*What you are asked to do*
The records that follow must be transcribed in full, without any change.
━━ Records ━━
PR #639, opened 2023-03-29
Use attributes for mentions

alunturner:
Draft PR to show the work in progress for adding the ability to pass custom attributes into mentions. 

This is required to allow us to implement avatars in web.


alunturner:
Opened too soon - this had multiple test issues that needed addressing

PR #641, opened 2023-03-29
Pass "data-mention-type" to model

langleyd:
- Pass `data-mention-type` to model
- Add `WysiwygMentionType` to clean up the ViewModel api/logic a bit.
- Fix tests


alunturner (approved):
This seems good to me

PR #642, opened 2023-03-30
Fix selection issue

### LINKED ISSUE #638: Text inserted at incorrect position
## Steps to reproduce
- Type four or five lines of text
- Apply the following formatting
  - Line 1: bold
  - Line 2: list
  - Line 3: bold
  - Line 4: list
  - Line 5: list
- Move the cursor to the middle of line 5
- Type any text
- _Note the text is inserted at the wrong position_

## Details
- Platform: Web (Desktop) - not tested on other platforms
- App version: Element Nightly version: 2023032601

## Screen recording

[Screencast from 29-03-23 09:40:16.webm](https://user-images.githubusercontent.com/4940864/228477525-06bd40b9-8f5e-4647-a915-e9fae2d6d624.webm)

alunturner:
Fixes #638 

This has probably been around a little while, since we introduced paragraphs. It was the particular edge case where you have a formatting node in a paragraph node that's a sibling of a list.

Have made the fix and added a test to cover both list cases.

### DIFF
--- a/platforms/web/lib/dom.ts
+++ b/platforms/web/lib/dom.ts
@@ -538,6 +538,8 @@ function isInlineNode(node: Node | ParentNode | null) {
 // _OFFSET_NODE_NAMES array will require the addition of an offset (of one).
 // Nb, whilst lists require this offset, we consider the offset to apply to each
 // list item, the enclosing list type tag does not add an extra offset.
+// We need the enclosing list tags in the array as we also use this check on
+// sibling nodes.
 function isNodeRequiringExtraOffset(node: Node) {
     return EXTRA_OFFSET_NODE_NAMES.includes(node.nodeName || '');
 }
--- a/platforms/web/lib/dom.ts
+++ b/platforms/web/lib/dom.ts
@@ -527,24 +527,18 @@ export function textNodeNeedsExtraOffset(node: Node | null) {
 }
 
 const INLINE_NODE_NAMES = ['EM', 'U', 'STRONG', 'DEL', 'CODE', 'A'];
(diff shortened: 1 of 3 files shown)


platforms/web/lib/dom.ts
```diff
@@ -538,6 +538,13 @@ function isNodeRequiringExtraOffset(node: Node) {
...
     // do not add an extra offset for the ol/ul tag, only for the list items
     // themselves
+
+    // with the paragraph refactor, we could end up in a situation where we have
+    // a p tag containing formatted text next to a list, so if this is the case,
+    // we do want to add an extra offset _if_ the list has any children
+    if (node.nodeName === 'UL' || node.nodeName === 'OL') {
+        return node.hasChildNodes();
+    }
     return EXTRA_OFFSET_NODE_NAMES.includes(node.nodeName || '');
```
jonnyandrew, line 548: Could `EXTRA_OFFSET_NODE_NAMES` be a bit misleading now as it doesn't contain `UL` or `OL`?

jonnyandrew (approved):
Looks good to me!

I see you've added unit tests for the offset checking function but would it be good to have one for the whole behaviour that is fixed?

Something like
- Given some affected HTML
- When cursor is placed at an affected position and type
- Then the text is inserted at the correct position

platforms/web/lib/dom.ts
alunturner: I think that's a fair point. I'll have a look at the comments and naming in this section and see if they can be improved.

alunturner: Thanks for the comment, rereading this I've actually realised I could remove this special case and add the list nodes to the `EXTRA_OFFSET_NODE_NAMES` array. Much clearerf.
━━━
*Solution*
PR #639, opened 2023-03-29
Use attributes for mentions

alunturner:
Draft PR to show the work in progress for adding the ability to pass custom attributes into mentions. 

This is required to allow us to implement avatars in web.


alunturner:
Opened too soon - this had multiple test issues that needed addressing

PR #641, opened 2023-03-29
Pass "data-mention-type" to model

langleyd:
- Pass `data-mention-type` to model
- Add `WysiwygMentionType` to clean up the ViewModel api/logic a bit.
- Fix tests


alunturner (approved):
This seems good to me

PR #642, opened 2023-03-30
Fix selection issue

### LINKED ISSUE #638: Text inserted at incorrect position
## Steps to reproduce
- Type four or five lines of text
- Apply the following formatting
  - Line 1: bold
  - Line 2: list
  - Line 3: bold
  - Line 4: list
  - Line 5: list
- Move the cursor to the middle of line 5
- Type any text
- _Note the text is inserted at the wrong position_

## Details
- Platform: Web (Desktop) - not tested on other platforms
- App version: Element Nightly version: 2023032601

## Screen recording

[Screencast from 29-03-23 09:40:16.webm](https://user-images.githubusercontent.com/4940864/228477525-06bd40b9-8f5e-4647-a915-e9fae2d6d624.webm)

alunturner:
Fixes #638 

This has probably been around a little while, since we introduced paragraphs. It was the particular edge case where you have a formatting node in a paragraph node that's a sibling of a list.

Have made the fix and added a test to cover both list cases.

### DIFF
--- a/platforms/web/lib/dom.ts
+++ b/platforms/web/lib/dom.ts
@@ -538,6 +538,8 @@ function isInlineNode(node: Node | ParentNode | null) {
 // _OFFSET_NODE_NAMES array will require the addition of an offset (of one).
 // Nb, whilst lists require this offset, we consider the offset to apply to each
 // list item, the enclosing list type tag does not add an extra offset.
+// We need the enclosing list tags in the array as we also use this check on
+// sibling nodes.
 function isNodeRequiringExtraOffset(node: Node) {
     return EXTRA_OFFSET_NODE_NAMES.includes(node.nodeName || '');
 }
--- a/platforms/web/lib/dom.ts
+++ b/platforms/web/lib/dom.ts
@@ -527,24 +527,18 @@ export function textNodeNeedsExtraOffset(node: Node | null) {
 }
 
 const INLINE_NODE_NAMES = ['EM', 'U', 'STRONG', 'DEL', 'CODE', 'A'];
(diff shortened: 1 of 3 files shown)


platforms/web/lib/dom.ts
```diff
@@ -538,6 +538,13 @@ function isNodeRequiringExtraOffset(node: Node) {
...
     // do not add an extra offset for the ol/ul tag, only for the list items
     // themselves
+
+    // with the paragraph refactor, we could end up in a situation where we have
+    // a p tag containing formatted text next to a list, so if this is the case,
+    // we do want to add an extra offset _if_ the list has any children
+    if (node.nodeName === 'UL' || node.nodeName === 'OL') {
+        return node.hasChildNodes();
+    }
     return EXTRA_OFFSET_NODE_NAMES.includes(node.nodeName || '');
```
jonnyandrew, line 548: Could `EXTRA_OFFSET_NODE_NAMES` be a bit misleading now as it doesn't contain `UL` or `OL`?

jonnyandrew (approved):
Looks good to me!

I see you've added unit tests for the offset checking function but would it be good to have one for the whole behaviour that is fixed?

Something like
- Given some affected HTML
- When cursor is placed at an affected position and type
- Then the text is inserted at the correct position

platforms/web/lib/dom.ts
alunturner: I think that's a fair point. I'll have a look at the comments and naming in this section and see if they can be improved.

alunturner: Thanks for the comment, rereading this I've actually realised I could remove this special case and add the list nodes to the `EXTRA_OFFSET_NODE_NAMES` array. Much clearerf.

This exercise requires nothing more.